* WORK INSTRUCTIONS: Please report how many lines in the records below contain "relatively". Reply with the number alone.

________

PR #460, opened 2018-07-20
Add xh-red-muted css class

febbraiod:
Think we should have this, and I have use of it in a client app. We already have the var, and symmetrical a green-muted class.


amcclain:
Thanks - agree completely.

PR #2794, opened 2021-11-30
Use Export formatting for Clipboard

lbwexler:
Hoist P/R Checklist
-------------------

### DIFF
--- a/CHANGELOG.md
+++ b/CHANGELOG.md
@@ -9,6 +9,8 @@
   button in the stack header for showing the context menu
 * Added `GridAutosizeMode.MANAGED` to autosize Grid columns on data or `sizingMode` changes, unless
   the user has manually modified their column widths.
+* Copying from Grids to the clipboard will now use the formatting provided by the `exportValue` and
+  `exportFormat` properties on the column.
 
 ### ⚙️ Technical
 
--- a/cmp/grid/Grid.js
+++ b/cmp/grid/Grid.js
@@ -774,8 +774,6 @@ class GridLocalModel extends HoistModel {
         this.model.agGridModel.agApi.setFilterModel(filterState);
     }
 
-    // Underlying value for treeColumns is actually the record ID due to getDataPath() impl.
-    // Special handling here, similar to that in Column class, to extract the desired value.
     processCellForClipboard = ({value, node, column}) => {
         const {model} = this,
             recId = node.id,
--- a/cmp/grid/Grid.js
+++ b/cmp/grid/Grid.js
@@ -776,8 +776,21 @@ class GridLocalModel extends HoistModel {
 
     // Underlying value for treeColumns is actually the record ID due to getDataPath() impl.
     // Special handling here, similar to that in Column class, to extract the desired value.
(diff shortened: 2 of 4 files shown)


cmp/grid/Grid.js
```diff
@@ -776,8 +776,21 @@ class GridLocalModel extends HoistModel {
 
     // Underlying value for treeColumns is actually the record ID due to getDataPath() impl.
```
haynesjm42, line 777: Comment is irrelevant now

svc/GridExportService.js
```diff
@@ -131,6 +142,58 @@ export class GridExportService extends HoistService {
...
+        // Get cell-level format if function form provided
+        let {exportFormat} = column,
+            cellHasExportFormat = isFunction(exportFormat);
+
+        if (cellHasExportFormat) {
+            exportFormat = exportFormat(value, {record, column, gridModel});
+        }
+
+        // Enforce date formats expected by server
+        if (exportFormat === ExportFormat.DATE_FMT) value = fmtDate(value);
```
haynesjm42, line 187: Should these only be applied if `forServer === true`? I'm thinking no - I would want a formatted value in my clipboard, not the `Date.toString()` value, so maybe the comment above is just confusing? This is also inconsistent in that we apply date formatting to date fields when copying, but not to other field types - though I think it does make sense.

CHANGELOG.md
```diff
@@ -9,6 +9,8 @@
   button in the stack header for showing the context menu
 * Added `GridAutosizeMode.MANAGED` to autosize Grid columns on data or `sizingMode` changes, unless
   the user has manually modified their column widths.
+* Copying from Grids to the clipboard will now use the formatting provided by the `exportValue` and
```
haynesjm42, line 12: I don't think this is correct since we will never apply the `exportFormat` on the value we put in the clipboard (nor can we since it is an excel-specific format string in most cases)

svc/GridExportService.js
```diff
@@ -255,48 +318,14 @@ export class GridExportService extends HoistService {
...
     getRecordRow(gridModel, record, columns, depth) {
-        let aggData = null;
-        if (gridModel.treeMode && record.children.length) {
-            aggData = gridModel.agApi.getRowNode(record.id).aggData;
-        }
-        const data = columns.map(it => this.getCellData(gridModel, record, it, aggData));
+        const node = gridModel.agApi.getRowNode(record.id),
+            forServer = true,
+            data = columns.map(column => {
+                return this.getExportableValueForCell({gridModel, record, column, node, forServer});
```
haynesjm42, line 324: Why not just do `forServer: true` and remove the extra variable above?

cmp/grid/Grid.js
lbwexler: great catch

saba-mo (approved):

CHANGELOG.md
lbwexler: we do apply in the most common cases.  Understand you point bug going to let this stand..

Issue #2798, opened 2021-12-01
FilterChooser renders inner scrollbar even when value tags do not wrap


cnrudd:
This appears to be a css issue in Chrome 96+.  Does not happen in Chrome 95.
This does not happen in our select component.

![image](https://user-images.githubusercontent.com/2573928/144311867-c1254c0f-0560-4562-aed9-ccc1ad0c254a.png)
![image](https://user-images.githubusercontent.com/2573928/144312087-467e59f0-1b23-46ca-a80e-18a4e9ccccc6.png)

amcclain:
Reported by @haynesjm42 today - I've seen this also and have been meaning to file this ticket. Colin / John - if either of you have a few cycles to look this week please comment or chat so we don't dupe up the work - hopefully a quick style fix, but with React Select you never know...

cnrudd:
This issue exists on Safari 15.1 too.  So, it is not strictly a Chrome version bug, as I previously thought.
The artifact is the vertical scrollbar.

Definitely, if these lines are tweaked:

```
hoist-react/desktop/cmp/input/Select.scss
// Ensure multi-value selects don't overflow vertically in the toolbar
.xh-toolbar {
  .xh-select {
    &__value-container--is-multi {
      height: 28px;
      overflow-y: auto !important;
    }
  }
}
```
The scrollbars go away.  But those lines are needed for their specified purpose.
It's the lineheight of the element inside that is making the element too big.
![image](https://user-images.githubusercontent.com/2573928/144464814-99c03b8e-9109-44f7-afbc-d65c33946dbf.png)
and by just a smidge over 28.

Lineheight is coming from blueprint.css:
![image](https://user-images.githubusercontent.com/2573928/144464975-de30371d-96d0-460f-a48d-14c8b561254e.png)
Will look into whether that changed recently.

PR #2805, opened 2021-12-02
Ensure scrollbar does not appear on mulit-select in toolbar when not needed.

cnrudd:
This fixes https://github.com/xh/hoist-react/issues/2798

Hoist P/R Checklist
-------------------


desktop/cmp/input/Select.scss
```diff
@@ -182,6 +182,9 @@
     &__value-container--is-multi {
       height: 28px;
       overflow-y: auto !important;
+      div {
+        line-height: 14px;
```
cnrudd, line 186: I considered and tested `line-height: 1;`
but I think if we're going with a px height for the parent, px line-height is more appropriate, more predictable.
Also, line-height: 1;`makes the field label even MORE jumpy than it already is.  Wiggles twice as selections are added, as opposed to just one wiggle now in production and with the px value.

amcclain: Hi - thanks for setting this up and for the comment re. the fixed pixel value here. I tried to reproduce / understand the "wiggling" you're seeing, but I could not.

The bug and fix are both scoped to multi-selects within Toolbars. In Toolbox we have examples of that on the Dashboard in the GitHub activity widget, and in the Portfolio example app in the Orders detail panel.  Are there others examples you were looking at?

If you can show me or help me repro the issue with `line-height:1` that would be great (also want to see what is wiggling now prior to any fix).  

Finally, I tried applying the line-height rule directly to the `&__value-container--is-multi` selector - so no nested div rule - and that seemed to also work fine.

cnrudd: @amcclain Here is a screen capture of the "wiggle" in production.  The label jumps up 1 or 2 pixels when a state is selected, and jumps down a state is remove.
https://user-images.githubusercontent.com/2573928/144713280-74bcf416-8026-4c57-bc1c-31e18a26efe5.mov

line-height:1 caused a 2nd wiggle when enough states were added that scrolling was necessary
line-height:14px did not cause a 2nd wiggle in that case.

Funny enough, today, in my local instance, I do not get the wiggle AT ALL, with the fix applied.

I have confirmed that the fix works in the Portfolio example.

I have not confirmed that the fix works in the GitHub acitivity widget, because I do not have any data loading in there.
But the bug does not appear in that widget to begin with, because that widget is using the "compact" toolbar, and resulting calculated lineheight is less than 14px.  This makes me think that we might want to scope the fix to "not compact", or try with line-height:1, which may adapt better to modifiers like "compact".

Your suggestion of putting the line-height:n setting directly on the &__value-container--is-multi selector makes sense, since it would cascade down.  I haven't yet had a chance to test that though.

Where can I find docs on how to get the git data in my local instance?

amcclain: Great thanks, exactly what I needed to know - and that compact example on the activity tab was a concern of mine re. the fixed-pixel height (despite it seeming to be OK).  

Revised approach looks simpler and will merge it now, appreciate it.

PR #2813, opened 2021-12-06
ViewportSizeModel prefers window.orientation, if available

TomTirapani:
Hoist P/R Checklist
-------------------

### DIFF
--- a/appcontainer/ViewportSizeModel.js
+++ b/appcontainer/ViewportSizeModel.js
@@ -6,6 +6,7 @@
  */
 import {HoistModel} from '@xh/hoist/core';
 import {action, computed, observable, makeObservable} from '@xh/hoist/mobx';
+import {isFinite} from 'lodash';
 
 /**
  * Track observable width / height of the browser viewport, and provide observable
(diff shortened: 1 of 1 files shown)


appcontainer/ViewportSizeModel.js
```diff
@@ -18,10 +19,15 @@ export class ViewportSizeModel extends HoistModel {
...
     @observable.ref size;
 
+    /** @member {int} - orientation in degrees [0, 90,180, 270] */
+    @observable.ref orientation;
+
     /** @returns {boolean} */
     @computed
     get isPortrait() {
-        return this.size.width < this.size.height;
+        const {orientation, size} = this;
```
lbwexler, line 28: this is a bit of a fragile `computed`- - it is relying on the fact that we dereference the size on line 28.  If we moved that down past the next line, our observability would break.  Probably need a comment if we want to let size drive the observability.

In general, am wondering two things: 

1) Should we skip the public observable 'orientation'? Seems like it kind of conflicts with isPortrait, and its a deprecated API.

2) Perhaps instead within isPortrait, we can just check the new orientation, and then the deprecated orientation, and then the width < height

TomTirapani: Great suggestions - will make these change 👍

lbwexler:
Closing this -- was replaced with a simpler solution using screen co-ordinates

Issue #2802, opened 2021-12-02
Improve discoverability of FilterChooser fields


haynesjm42:
It would be nice if the filter field list/info was available somehow without needing to type anything into the filter chooser, especially for cases where the chooser is not directly tied to columns in a grid. Have been asked multiple times over the last few months to remind (non-business) users which fields are supported.

One option would be to display all of the example options as default options when you focus onto the FilterChooser. This may further complicate the already complicated implementation though.

Another option may be to build a help popup which displays the same example options in a list for reference. This could be tied to a separate component that apps could display next to the filter chooser (a ? icon with a popover) or elsewhere in the app if they wanted to. Might also consider adding some description/additional text to be displayed to describe the fields if the display name is not sufficient.

amcclain:
Hi - I like this suggestion, as I've had similar usability concerns and think that many users might not realize / be able to use the full power of the component. Would love to brainstorm more on this.

amcclain:
Would like to discuss this when we have a chance / let us know if this has come up again. We can up the priority or look for incremental wins.

TomTirapani:
I'm also interested in this one, and happy to take it on. Available to discuss options any time.

TomTirapani:
I took a pass at determining the feasibility of the first suggested solution (showing the list fields before typing a query), and it turned out to be easier and less invasive that I expected. Was able to implement with minimal code changes and no breaking changes here:

https://github.com/xh/hoist-react/pull/2829

I know we wanted to brainstorm solutions, and am still open to different approaches - just thought I might as well open the PR for discussion since it was relatively low hanging fruit.

lbwexler:
thanks tom -- all about the low-hanging fruit. 🍌

PR #2829, opened 2021-12-21
Display list of fields in FilterChooser when focused.

TomTirapani:
See issue: https://github.com/xh/hoist-react/issues/2802
See toolbox branch: https://github.com/xh/toolbox/tree/filterChooserDiscoverability

Hoist P/R Checklist
-------------------

### DIFF
--- a/cmp/filter/FilterChooserModel.js
+++ b/cmp/filter/FilterChooserModel.js
@@ -48,6 +48,9 @@ export class FilterChooserModel extends HoistModel {
     /** @member {FilterChooserFieldSpec[]} */
     @managed fieldSpecs = [];
 
+    /** @member {boolean} */
+    suggestFieldsWhenEmpty;
+
     /** @member {number} */
     maxTags;
 
@@ -93,6 +96,8 @@ export class FilterChooserModel extends HoistModel {
      *      FieldFilters, to be 'AND'ed together.
      * @param {(Filter[]|function)} [c.initialFavorites] - initial favorites as an array of filter
      *      configurations, or a function to produce such an array.
+     * @param {boolean} [c.suggestFieldsWhenEmpty] - true to offer all field suggestions when the
+     *      control is focussed with an empty query, to aid discoverability.
      * @param {number} [c.maxTags] - maximum number of filter tags to render before disabling the
      *      control. Limits the performance impact of rendering large filters.
      * @param {number} [c.maxResults] - maximum number of dropdown options to show before
@@ -106,6 +111,7 @@ export class FilterChooserModel extends HoistModel {
         valueSource = bind,
         initialValue = null,
         initialFavorites = [],
+        suggestFieldsWhenEmpty,
         maxTags = 100,
         maxResults = 50,
         persistWith,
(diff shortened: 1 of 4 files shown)


haynesjm42:
Pulled down the branch, I think this is a perfect solution to the issue of discoverability. I think an argument could also be made for enabling this be default. 

Also could see wanting this to show only when you click on the filter chooser, but not necessarily when it is focused - the list of fields may be distracting if it pops up while tabbing through inputs or if the chooser is focused on render in a dialog or something.

cmp/filter/FilterChooserModel.js
```diff
@@ -106,6 +111,7 @@ export class FilterChooserModel extends HoistModel {
         valueSource = bind,
         initialValue = null,
         initialFavorites = [],
+        suggestFieldsWhenEmpty,
```
lbwexler, line 114: I think worth it to specify '= false' in situations like this for documentation/clarity

cmp/filter/impl/QueryEngine.js
```diff
@@ -66,7 +67,15 @@ export class QueryEngine {
     }
 
     //------------------------------------------------------------------------
-    // 1) No op yet, so field not fixed -- get field or value matches.
+    // 1) No query -- return all field suggestions
+    //------------------------------------------------------------------------
+    suggestAllFields() {
+        // Suggest all for the user to select on their way to a more targeted query.
```
lbwexler, line 73: for clarity/robustness think we could call this method `whenNoQuery` `noQueryPresent` etc.  and then within we can say return suggestFieldsWhenEmpty ? this.getFieldOpts() : []

lbwexler:
Very strongly agree with John's idea that we should NOT show it on focus. 

Don't feel strongly about whether it should be the default.  I suppose it probably should,

TomTirapani:
Great - thanks for the feedback guys! Just pushed an update with the following:

+ Don't show suggestions on keyboard focus
+ Default suggestFieldsWhenEmpty to true
+ Tweak QueryEngine code for clarity

lbwexler:
Merging this -- note that its very lightweight @atm, so  easy to tweak (or revert) before we ship if you have any additional feedback

amcclain:
Didn't have a chance yet to look at the code change - would still like to, but I did preview in place in Toolbox. Very happy to take any such improvements to usability.

Two quick thoughts:
* All of the leading "e.g."s are a bit weird, especially since they are rendered in the highest contrast color. I'd vote for removing or modifying those.
* Fields must be shown in the order in which they are defined within the fields config. That's probably right, in terms of giving the developer the most flexibility in ordering - e.g. most common fields up top. That said, my hunch is that this ordering will often be (or at least appear to be) random. Any thoughts as to whether it would be better to sort by default? Perhaps even worth an option?

lbwexler:
agree with removing the  multiple e.g. for sure.  Was going to say as much!

TomTirapani:
Thanks for the suggestions - agree with both.

Regarding the 'e.g.' string, I think we should probably a) remove it entirely for the empty query case here and b) keep it for the partial field match case (it may be shown alongside value suggestion), but mute the e.g. string. The same suggestion rows is used in both cases.

Regarding the sort, agree it makes sense to sort them. I'll make it an option defaulted to true.

TomTirapani:
Opened a new PR to address the feedback above: https://github.com/xh/hoist-react/pull/2840

Issue #2803, opened 2021-12-02
Charts that re-render while in fullscreen shrink in size


saba-mo:
As seen in a client app, viewing a chart in fullscreen mode and then changing the date range and re-rendering the chart causes it to shrink down to the dimensions of its parent element. A contrived toolbox example can be found in the portfolio app example on this branch (use range selector buttons to see behavior): https://github.com/xh/toolbox/tree/fullscreenChart

![Screen Shot 2021-12-02 at 12 12 55 PM](https://user-images.githubusercontent.com/67703233/144495816-6faa5a94-1f01-47f7-b31b-18900d8f57f4.png)

amcclain:
Completing #2753 would allow this menu option to be omitted for use cases that trigger this bug. We don't want to invest too much in trying to change/patch the built-in behavior here.

PR #2835, opened 2021-12-23
#2803 - Chart does not re-render well in fullscreen mode so just close fullscreen mode if it's open.

cnrudd:
Simple mitigation strategy for the issue described in #2803.
If a chart in fullscreen mode re-renders for some reason, (usually because new data is loaded in to accommodate a date range change) the chart will now exit fullscreen.  Users can get back to fullscreen with the new date range if they want to.

There are other more complex solutions, such as "fade document.body opacity, exit fullscreen before re-render, then re-open fullscreen right after render, then restore document.body opacity" but this creates some UI "jank" and might add more to maintenance complexity than we'd like.

Hoist P/R Checklist
-------------------

- [x] Added CHANGELOG entry.

### DIFF
--- a/CHANGELOG.md
+++ b/CHANGELOG.md
@@ -28,6 +28,7 @@
 ### 🐞 Bug Fixes
 
 * Fixes issue displaying the DashContainer overflow menu when the menu button is enabled
+* A chart in fullscreen mode now gracefully exits fullscreen mode before re-rendering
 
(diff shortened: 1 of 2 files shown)


lbwexler:
Merging this -- we may definitely revisit, but this is a relatively simple mitigation of the problem.  Might be a bit annoying if the user gets here, but much better than the current behavior.  Thanks Colin!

________

* RESULT FOR THIS EXERCISE: 2